## Your goal
In the records that follow, find each line with the word "process" and copy it.

(Saved data entries)
[Start of section]

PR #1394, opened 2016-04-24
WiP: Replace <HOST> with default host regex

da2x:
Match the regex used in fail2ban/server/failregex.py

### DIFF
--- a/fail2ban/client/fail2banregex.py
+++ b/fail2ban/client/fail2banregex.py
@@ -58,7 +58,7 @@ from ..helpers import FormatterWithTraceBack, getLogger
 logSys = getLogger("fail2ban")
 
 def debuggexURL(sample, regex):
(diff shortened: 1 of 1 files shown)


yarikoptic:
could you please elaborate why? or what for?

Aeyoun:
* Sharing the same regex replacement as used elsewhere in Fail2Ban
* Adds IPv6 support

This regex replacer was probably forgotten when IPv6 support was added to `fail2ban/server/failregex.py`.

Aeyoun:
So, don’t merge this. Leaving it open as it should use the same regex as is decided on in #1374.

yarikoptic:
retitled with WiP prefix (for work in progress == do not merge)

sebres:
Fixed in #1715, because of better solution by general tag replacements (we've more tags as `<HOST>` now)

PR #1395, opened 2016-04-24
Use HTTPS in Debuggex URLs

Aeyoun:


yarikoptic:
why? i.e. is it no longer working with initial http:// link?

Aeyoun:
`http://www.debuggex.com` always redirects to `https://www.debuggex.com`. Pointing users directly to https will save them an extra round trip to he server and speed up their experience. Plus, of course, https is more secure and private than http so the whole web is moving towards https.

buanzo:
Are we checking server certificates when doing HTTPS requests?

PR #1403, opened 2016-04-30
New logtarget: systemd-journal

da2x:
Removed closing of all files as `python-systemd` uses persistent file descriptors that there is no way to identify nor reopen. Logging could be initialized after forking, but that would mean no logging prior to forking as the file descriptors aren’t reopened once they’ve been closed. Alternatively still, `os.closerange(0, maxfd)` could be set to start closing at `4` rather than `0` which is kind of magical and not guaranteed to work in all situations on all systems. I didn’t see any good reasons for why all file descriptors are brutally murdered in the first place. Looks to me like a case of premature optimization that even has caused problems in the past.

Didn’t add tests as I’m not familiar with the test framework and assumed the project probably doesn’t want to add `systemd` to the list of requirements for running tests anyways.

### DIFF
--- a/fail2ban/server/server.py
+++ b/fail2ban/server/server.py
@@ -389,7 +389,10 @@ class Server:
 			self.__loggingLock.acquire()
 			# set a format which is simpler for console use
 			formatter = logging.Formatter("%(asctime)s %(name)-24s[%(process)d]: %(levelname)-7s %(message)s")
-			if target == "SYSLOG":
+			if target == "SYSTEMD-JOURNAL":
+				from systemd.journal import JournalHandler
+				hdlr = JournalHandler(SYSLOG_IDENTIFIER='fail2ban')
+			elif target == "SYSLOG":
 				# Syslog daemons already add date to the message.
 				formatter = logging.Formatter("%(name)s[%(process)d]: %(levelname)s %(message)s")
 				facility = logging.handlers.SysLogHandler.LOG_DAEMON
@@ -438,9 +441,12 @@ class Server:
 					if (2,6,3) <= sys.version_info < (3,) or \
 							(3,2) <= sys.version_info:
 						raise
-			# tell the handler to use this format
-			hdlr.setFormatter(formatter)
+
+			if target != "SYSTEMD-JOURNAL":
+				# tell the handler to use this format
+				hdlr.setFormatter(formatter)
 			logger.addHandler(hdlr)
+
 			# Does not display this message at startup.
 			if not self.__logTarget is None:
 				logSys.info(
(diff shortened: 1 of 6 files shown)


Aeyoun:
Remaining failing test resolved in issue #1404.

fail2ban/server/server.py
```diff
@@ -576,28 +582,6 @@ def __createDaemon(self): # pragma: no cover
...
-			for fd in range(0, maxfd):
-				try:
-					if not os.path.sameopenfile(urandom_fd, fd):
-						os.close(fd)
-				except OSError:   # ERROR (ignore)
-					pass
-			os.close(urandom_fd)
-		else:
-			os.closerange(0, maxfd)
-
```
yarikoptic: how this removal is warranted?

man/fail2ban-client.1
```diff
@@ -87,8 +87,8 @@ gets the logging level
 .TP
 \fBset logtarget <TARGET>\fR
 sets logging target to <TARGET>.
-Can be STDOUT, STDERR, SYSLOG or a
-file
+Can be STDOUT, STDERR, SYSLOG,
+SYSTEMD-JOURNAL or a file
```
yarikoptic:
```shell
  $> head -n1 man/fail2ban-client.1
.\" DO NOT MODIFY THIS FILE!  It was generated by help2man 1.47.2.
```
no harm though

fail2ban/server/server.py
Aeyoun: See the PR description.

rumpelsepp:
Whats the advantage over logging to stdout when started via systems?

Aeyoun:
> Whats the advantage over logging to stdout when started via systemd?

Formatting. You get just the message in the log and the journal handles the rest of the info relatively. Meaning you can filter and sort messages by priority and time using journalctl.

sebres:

[End of section]

## Answer below
 			formatter = logging.Formatter("%(asctime)s %(name)-24s[%(process)d]: %(levelname)-7s %(message)s")
 				formatter = logging.Formatter("%(name)s[%(process)d]: %(levelname)s %(message)s")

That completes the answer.